Steinberg adds that when they came to Broadway, he was there mostly full time and that their work became “a natural split. It was big picture/small picture stuff. Because she had a much more intimate knowledge of the moment-to-moment development of the sound design for the project, I was able to step back and take a [wider] look at the way we were approaching it. [Doing so] from a system point of view, in terms of distribution through the room and delivering the experience to the new venue, but also from a storytelling point of view and how we were participating in the storytelling.”

Paz says that it helps that their aesthetics are aligned and, if Steinberg was not present at particular moments, she had a good idea of what he would go for.

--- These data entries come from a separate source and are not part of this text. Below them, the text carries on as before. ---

PR #9602, opened 2022-08-05
[EMCAL-769, EMCAL-795] Handle cases where bunch size would be 0

mfasDa:
In this case the bunch header is present (bunch word 0
check passed) but no payload is reported.

### DIFF
--- a/Detectors/EMCAL/reconstruction/src/AltroDecoder.cxx
+++ b/Detectors/EMCAL/reconstruction/src/AltroDecoder.cxx
@@ -122,6 +122,14 @@ void AltroDecoder::readChannels()
         // we must break here as well, the bunch is cut and the pointer would be set to invalid memory
         break;
       }
+      if (bunchlength == 0) {
+        // skip bunches with bunch size 0, they don't contain any payload
+        // Map error type to NULL header since header word is null
+        mMinorDecodingErrors.emplace_back(MinorAltroDecodingError::ErrorType_t::BUNCH_HEADER_NULL, channelheader, 0);
+        // Forward position by bunch header size
+        currentsample += bunchlength + 2;
+        continue;
+      }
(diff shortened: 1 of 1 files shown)


mfasDa:
Assessing the source of the crash described in https://github.com/AliceO2Group/QualityControl/pull/1393. Marking PR as WIP as we are not fully sure the fix cures the problem.

mfasDa:
Luckily over the weekend we got data with the same symptom - run 522805. Indeed we found bunch lengths 0 in this data in one FEC and indeed they are responsible for the crash we observed. Offline tests showed that the protection indeed works. The PR is ready to be merged and needs to be deploy as hotfix the earliest possible.

martenole (approved):

martenole:
I am not sure why the CI is taking so long here. fullCI running already since 3 hours...
@mfasDa the `AltroDecoder` is runs on the EPNs, not on the FLPs, right? So this is not something which must be included in the FLP suite, but it should be included in the O2 version which runs on the EPNs? Just wanted to clarify, still think we can merge this today. But the fullCI I'd like to have green

mfasDa:
@martenole Yes, the AltroDecoder runs on the EPN. It should enter the next tag deployed, it is quite critical for us. Though the PR in QC linked above and already tagged as emergency patch release prevents the QC from merging this commit is also urgently needed since we need to exclude these data in general and need to monitor the card responsible for the data corruption. Therefore we would prefer having this available as soon as possible and not wait for sneaking in with other higher priority fixes.

I think the fullCI is done now. The other tests failures are I think unrelated.

martenole:
Indeed, all CI failures are unrelated and fullCI is green.
@pzhristov could you please merge this PR?

pzhristov:
The failing tests are unrelated, merging.

PR #9848, opened 2022-09-16
TPC: Several unrelated updates and fixes

wiechula:
* Simulation: load zero suppressions from a local file for testing purposes
* Reconstruction: load ion tail pad-by-pad parameters from file
* Calibration: Unify creation of CRU calibration value text files and add macros for common mode and ion tail
* Minor fixes


davidrohr:
@wiechula : I think we should clean up applying the ZS threshold. Currently the digit2raw conversion applies a ZS threshold of 2. If that is already applied in the digitization, we should no longer apply it during digit2raw conversion by default.

PR #9853, opened 2022-09-18
CPV: add persistent bad channels reading from CCDB

sevdokim:
Hello! Reading of persistent bad channels is added to CPV NoiseCalibrator. vector<int> is list of bad channels absIds is stored in CCDB with path "CPV/Config/PersistentBadChannels".

### DIFF
--- a/Detectors/CPV/calib/include/CPVCalibration/NoiseCalibrator.h
+++ b/Detectors/CPV/calib/include/CPVCalibration/NoiseCalibrator.h
@@ -48,12 +48,15 @@ class NoiseCalibrator final : public o2::calibration::TimeSlotCalibration<o2::cp
   std::vector<o2::ccdb::CcdbObjectInfo>& getCcdbInfoBadChannelMapVector() { return mCcdbInfoBadChannelMapVec; }
   const std::vector<o2::cpv::BadChannelMap>& getBadChannelMapVector() const { return mBadChannelMapVec; }
 
-  void setPedEfficiencies(std::vector<float>* pedEffs) { mPedEfficiencies.reset(pedEffs); }
-  void setDeadChannels(std::vector<int>* deadChs) { mDeadChannels.reset(deadChs); }
-  void setHighPedChannels(std::vector<int>* highPeds) { mHighPedChannels.reset(highPeds); }
-  bool isSettedPedEfficiencies() { return mPedEfficiencies.get() == nullptr ? false : true; }
-  bool isSettedDeadChannels() { return mDeadChannels.get() == nullptr ? false : true; }
-  bool isSettedHighPedChannels() { return mHighPedChannels.get() == nullptr ? false : true; }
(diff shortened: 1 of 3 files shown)


kharlov (dismissed):

Detectors/CPV/calib/include/CPVCalibration/NoiseCalibrator.h
```diff
@@ -51,9 +51,12 @@ class NoiseCalibrator final : public o2::calibration::TimeSlotCalibration<o2::cp
   void setPedEfficiencies(std::vector<float>* pedEffs) { mPedEfficiencies.reset(pedEffs); }
   void setDeadChannels(std::vector<int>* deadChs) { mDeadChannels.reset(deadChs); }
   void setHighPedChannels(std::vector<int>* highPeds) { mHighPedChannels.reset(highPeds); }
+  void setPersistentBadChannels(std::vector<int>* persBadChs) { mPersistentBadChannels.reset(persBadChs); }
```
shahor02: One cannot make unique_ptr out of pointer on CCDB object since the latter is owned by the framework.  Please use simple pointer.
The same is true for other objects

shahor02 (changes requested):
Hi @sevdokim 
Please see below

Detectors/CPV/calib/include/CPVCalibration/NoiseCalibrator.h
sevdokim: hi @shahor02 
yes, I also was thinking about this issue. However it worked fine. Thanks for pointing this out.

shahor02: It worked only because not all DPL tasks are calling destructor, also, it should fail in case of updating the object by more recent one...

sevdokim: I see. Now changed to simple pointers. But there is one thing that I do not understand a bit:
when new object is fetched and old is deleted then I need somehow propagate new one into noise calibrator. But currently I access ccdb object only once at the beginning:
```
    static bool isConfigFetched = false;
    if (!isConfigFetched) {
      pc.inputs().get<std::vector<float>*>("pedeffs");
      pc.inputs().get<std::vector<int>*>("persbadchs");
      pc.inputs().get<std::vector<int>*>("deadchs");
      pc.inputs().get<std::vector<int>*>("highpeds");
      ...
      isConfigFetched = true;
    }
```
What to do in this case? Maybe use shared_ptr in order to be sure that old object is not deleted?
Actually this objects are not expected to change during noise and physics runs. However things must be done correctly in order to avoid unexpected problems in future.

shahor02: no, shared_ptr is also deleted once only 1 instance remains. Currently the objects in the `if (!isConfigFetched) {` are not supposed to change during the run lifetime. If they do, then you should remove this if and in e.g. finaliseCCDB pass them to the calibrator.

shahor02 (approved):

PR #9860, opened 2022-09-19
[EMCAL-798] Add low and high gain histograms

jokonig:
- Low gain and high gain cell time has to be calibrated differently
- In order to estimate the difference between the two, two new histograms for low gain and high gain cells (cell time vs. cell ID) have been added to the offline calibrator


mfasDa (approved):
Looks good. @jokonig Recall to update the offline recalibration executable.

shahor02 (approved):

“I also have my own style that I brought to the table,” emphasizes Paz. “I do think it was a pairing of both of our styles. We already had a working relationship for many years. We knew how to communicate with each other. We’re respectful of each other. We’ve talked through just about everything, and it turned out very well. Nevin is just one of the most generous collaborators I’ve worked with. He asks great questions of himself, of me, of the process, of the room, of the director, and he’s very respectful of everyone’s thoughts and opinions and ideas.”

That sonic synergy served them well, and it is attested by the show’s continued success and their shared Tony Award. Unsurprisingly, the show continues indefinitely at the Walter Kerr Theatre, where it opened for previews on March 22 for an official opening night on April 17, 2019.